Mi hermano se animó sobremanera. Como si toda su vida hubiera soñado con que alguien ofendiera su dignidad nacional. A propósito, él ni siquiera era hebreo. Yo era hebreo hasta cierto punto. Cosas que pasan. Un asunto familiar enredado. Da pereza contarlo…

Por cierto, la esposa de Boria, de soltera Fainzimmer, repetía a menudo: «¡Boria me ha chupado tanta sangre que ahora es medio hebreo!».

Antes, nunca había percibido en Boria ni una pizca de patriotismo caucasiano. En aquel momento hasta se puso a hablar con acento georgiano.

—¿Hebreo, yo? ¿Dices que yo soy hebreo? ¡Me has ofendido!

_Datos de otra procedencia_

PR #152, opened 2016-05-15
Misc fixes

cathay4t:
* Fix a bug introduced by PR #150.
 * Add new configure option to skip memory leak check test.
 * Fix lsm_local_disk_vpd83_search() for RHEL/Fedora mock build.

### DIFF
--- a/c_binding/utils.c
+++ b/c_binding/utils.c
@@ -68,14 +68,13 @@ void _be_raw_to_hex(uint8_t *raw, size_t len, char *out)
 
 bool _file_exists(const char *path)
 {
-    int fd = 0;
+    int fd = -1;
 
     assert(path != NULL);
 
     fd = open(path, O_RDONLY);
-    if (fd == -1) {
+    if ((fd == -1) && (errno == ENOENT))
         return false;
-    }
     close(fd);
     return true;
 }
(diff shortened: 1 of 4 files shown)


cathay4t:
@tasleson Sorry, we might need 1.3.2 release as I introduced a regression bug into 1.3.1.

cathay4t:
Found more issue on lsm_local_disk.c, fixing.

cathay4t:
New patch included for lsm_local_disk_vpd83_search() in RHEL/Fedora mock build.

c_binding/utils.c
```diff
@@ -68,14 +68,13 @@ void _be_raw_to_hex(uint8_t *raw, size_t len, char *out)
 
 bool _file_exists(const char *path)
 {
-    int fd = 0;
+    int fd = -1;
 
     assert(path != NULL);
 
     fd = open(path, O_RDONLY);
-    if (fd == -1) {
```
tasleson: I would suggest changing this to:

if ( fd == -1 && errno == ENOENT)

so that we are examining `errno` only when open returns an error, see:

http://www.gnu.org/software/libc/manual/html_node/Checking-for-Errors.html

for more information.

cathay4t:
Thank you for the note.

Fixed.

tasleson:
@cathay4t  Thanks Gris!

PR #154, opened 2016-05-18
Autotools: New configure option '--without-test'

cathay4t:
* Remove the old configure option '--disable-build-c-unit' as it will
   fail 'make check'.

 * Add new configure option './configure --without-test' to skip all
   test cases and their requirement check.

 * Add 'ps' into requirement as 'test_include.sh' needs it.


tasleson:
@cathay4t I added a commit to this branch, you cannot add whitespace in the if conditionals in the `Makefile.am` files.  I found this as `make check` never ran any test code when `--without-test` was not specified.

PR #156, opened 2016-06-15
ontap plugin: Correct error code for re-size

tasleson:
See: https://bugzilla.redhat.com/show_bug.cgi?id=1346901


cathay4t:
According to [NetApp document][1], this problem is caused by limitation of NetApp `lun geometry`, Error `NO_SUPPORT` with error message `Manually change NetApp lun geometry is required for given size.` seems better.

[1]: https://kb.netapp.com/support/index?page=content&id=3012229&impressions=false

tasleson:
@cathay4t Yeah, that probably is more appropriate, I will redo change, thanks!

PR #157, opened 2016-06-16
ontap plugin: Correct error code for large re-size

tasleson:
See: https://bugzilla.redhat.com/show_bug.cgi?id=1346901

More information:

https://kb.netapp.com/support/index?page=content&id=3012229


tasleson:
This change is incorrect, will redo again.

PR #159, opened 2016-06-20
Bug fix for sysfs vpd83 file not accessable.

cathay4t:
Please check https://bugzilla.redhat.com/show_bug.cgi?id=1346898 for detail.

This patch set is trying to use udev as fallback if sysfs vpd83 not available.


tasleson:
@cathay4t  Thanks Gris!

PR #160, opened 2016-06-20
Fix lsmcli job-status command on volume creation job.

cathay4t:
Problem:

    The 'lsmcli job-status --job <JOB_ID>' will fail on volume
    creation job due to missing 'sd_paths' property.

Fix:

    Call _add_sd_paths() before invoking display_data().


tasleson:
@cathay4t Thanks Gris!

PR #163, opened 2016-06-29
Bug fix: lsmcli volume-replicate-range will fail on C plugin.

cathay4t:
Problem:

    C plugin will raise/return INVALID_ARGUMENT error on this command:

        lsmcli volume-replicate-range --src-vol VOL_ID_00001 \
            --dst-vol VOL_ID_00002 --rep-type CLONE \
            --src-start 0 --dst-start 0 --count 100 -f

Root cause:

    lsmcli use string instead of int/long to initialize BlockRange
    object which cause value_to_block_range() in C library failed at
    range["src_block"].asUint64_t()

Fix:

    Convert string provided by argument parser to int.

### DIFF
--- a/tools/lsmcli/cmdline.py
+++ b/tools/lsmcli/cmdline.py
@@ -1488,7 +1488,8 @@ class CmdLine:
 
         ranges = []
         for b in range(len(src_starts)):
-            ranges.append(BlockRange(src_starts[b], dst_starts[b], counts[b]))
+            ranges.append(BlockRange(long(src_starts[b]), long(dst_starts[b]),
+                                     long(counts[b])))
 
         if self.confirm_prompt(False):
             self.c.volume_replicate_range(rep_type, src, dst, ranges)


cathay4t:
We need to find out a better fix in 1.4 release for:
 1. Raise better error message in C library when got illegal json data. 
     This kind of bug really takes quite a lot time to investigate.

 2. Should we enforce data type check in python `__init__()`?

This patch is just a quick fix.

cathay4t:
This problem is only reproducible using simulator C plugin from https://github.com/cathay4t/libstoragemgmt/tree/simc_sql branch

tools/lsmcli/cmdline.py
```diff
@@ -1488,7 +1488,8 @@ def volume_replicate_range(self, args):
 
         ranges = []
         for b in range(len(src_starts)):
-            ranges.append(BlockRange(src_starts[b], dst_starts[b], counts[b]))
+            ranges.append(BlockRange(int(src_starts[b]), int(dst_starts[b]),
+                                     int(counts[b])))
```
tasleson: C is treating this as an unsigned 64 bit integer.  When running python2 on 32bit hardware a python `int` is limited to 2**32-1.  We should be casting these to python `long`.

cathay4t:
Changed to long.

tasleson:
@cathay4t Thanks Gris!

En pocas palabras, se metieron en un callejón.

—Déjalo —le dije—. Deja a ese hombre en paz. Vámonos de aquí.

—No te vayas. Si viene la milicia, silba —dijo mi hermano, a punto de desaparecer por el callejón.

No sé qué ocurrió allí. Solo vi que la gente que pasaba se apartaba asustada.

Mi hermano apareció pocos segundos después. Tenía el labio inferior partido. En la mano llevaba un gorro de nutria marina, completamente nuevo. Echamos a andar a paso rápido hacia la plaza Vladímirskaya.

—Le pegué en toda la jeta —dijo Boria, después de tomar aliento—. Y él me pegó a mí en la jeta. Se le cayó el gorro. Y a mí también. Veo que su gorro es más nuevo. Me agacho, recojo su gorro. Y él, por supuesto, el mío. Le menté la madre. Y él a mí. Y ahí terminó todo. Pero este gorro, te lo regalo. Tómalo.

—Mejor cómprame una botella de aceite de girasol.

—Por supuesto —respondió mi hermano—, pero antes, bebamos. Lo necesito, para desinfectarme.

Y para convencerme, me enseñó nuevamente el labio partido…

Regresé a casa de madrugada. Lena ni siquiera me preguntó dónde había estado.

—¿Y el aceite de girasol? —fue lo que preguntó.

Le respondí algo incomprensible.

—¡Tus amigos beben siempre a tu costa! —me respondió.

—A cambio, tengo un gorro nuevo de nutria marina.

¿Qué más podía decirle?

Su voz llegaba desde el baño.

—Dios mío, ¿cómo terminará todo esto? ¿Cómo terminará todo esto?